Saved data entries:
PR #711, opened 2025-07-16
Move some column summary information into RowBuilder. {media_4}

jpeterson-pxt:


pixeltable/exprs/row_builder.py
```diff
@@ -234,6 +238,30 @@ def refs_unstored_iter_col(col_ref: ColumnRef) -> bool:
         for e in self.output_exprs:
             self._record_output_expr_id(e, e.slot_idx)
 
+        self.img_slot_idxs = None
+        self.media_slot_idxs = None
+        self.array_slot_idxs = None
+
+    def get_img_slot_idxs(self) -> list[int]:
```
aaron-siegel: Make these properties?

pixeltable/exprs/row_builder.py
```diff
@@ -234,6 +238,30 @@ def refs_unstored_iter_col(col_ref: ColumnRef) -> bool:
         for e in self.output_exprs:
             self._record_output_expr_id(e, e.slot_idx)
 
+        self.img_slot_idxs = None
```
aaron-siegel: Make these private with double-underscores to clearly indicate that the intended access is through the below interfaces

`self.__img_slot_idxs` etc.

pixeltable/exec/data_row_batch.py
```diff
@@ -34,31 +31,25 @@ def __init__(
...
                 num_rows = 0
-            self.rows = [
-                exprs.DataRow(
-                    row_builder.num_materialized, self.img_slot_idxs, self.media_slot_idxs, self.array_slot_idxs
-                )
-                for _ in range(num_rows)
-            ]
+            self.rows = [self.factory_row() for _ in range(num_rows)]
+
+    def factory_row(self) -> exprs.DataRow:
```
aaron-siegel: `make_row()` ?  Would be more consistent with our nomenclature elsewhere (`make_function()`, etc)

pixeltable/exec/data_row_batch.py
```diff
@@ -16,14 +16,11 @@ class DataRowBatch:
...
     row_builder: exprs.RowBuilder
-    img_slot_idxs: list[int]
-    media_slot_idxs: list[int]  # non-image media slots
-    array_slot_idxs: list[int]
     rows: list[exprs.DataRow]
 
     def __init__(
         self,
-        tbl: Optional[catalog.TableVersionHandle],
+        tbl: catalog.TableVersionHandle,
```
aaron-siegel: Pls put `assert tbl is not None` in the init body just to convince me that this is correct

aaron-siegel (changes requested):

pixeltable/exec/data_row_batch.py
mkornacker: It's not correct. See Sqlnode. Please revert.

pixeltable/exprs/row_builder.py
mkornacker: Nothing else in this class works like this right now, and I think we should keep it that way.

pixeltable/exprs/row_builder.py
```diff
@@ -234,6 +238,30 @@ def refs_unstored_iter_col(col_ref: ColumnRef) -> bool:
...
+        self.media_slot_idxs = None
+        self.array_slot_idxs = None
+
+    def get_img_slot_idxs(self) -> list[int]:
+        """Return indices of image slots"""
+        if self.img_slot_idxs is None:
```
mkornacker: This is most easily accomplished in __init__(). Same for all the other members.

mkornacker (changes requested):

pixeltable/exprs/row_builder.py
aaron-siegel: It's necessary if the accessors are properties (which they should be according to our criteria, I think?)

aaron-siegel: If they become simple member variables that are populated in `init` then the question is obviated

pixeltable/exprs/row_builder.py
jpeterson-pxt: Thanks. Because this was being created at a different time in the lifecycle of the row builder, I was unclear if the necessary information was present in the row builder at init() time. I will move the logic to init().

pixeltable/exec/data_row_batch.py
jpeterson-pxt: I will change to make_row(). 
After looking at it more closely, I think I will also move this method to the row builder, as it depends on nothing in the data row batch.

pixeltable/exprs/row_builder.py
jpeterson-pxt: I will move them to `init`.

pixeltable/exec/data_row_batch.py
jpeterson-pxt: Will revert.

pixeltable/exec/data_row_batch.py
jpeterson-pxt: Done

pixeltable/exec/data_row_batch.py
jpeterson-pxt: Done

pixeltable/exprs/row_builder.py
jpeterson-pxt: All addressed.

pixeltable/exprs/row_builder.py
jpeterson-pxt: Done.

pixeltable/exprs/row_builder.py
jpeterson-pxt: They have been removed.

aaron-siegel (approved):

mkornacker (approved):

▸ Exercise objective
Filter the entries and copy each line with "list".

▸ Output
+    def get_img_slot_idxs(self) -> list[int]:
-    img_slot_idxs: list[int]
-    media_slot_idxs: list[int]  # non-image media slots
-    array_slot_idxs: list[int]
     rows: list[exprs.DataRow]
+    def get_img_slot_idxs(self) -> list[int]:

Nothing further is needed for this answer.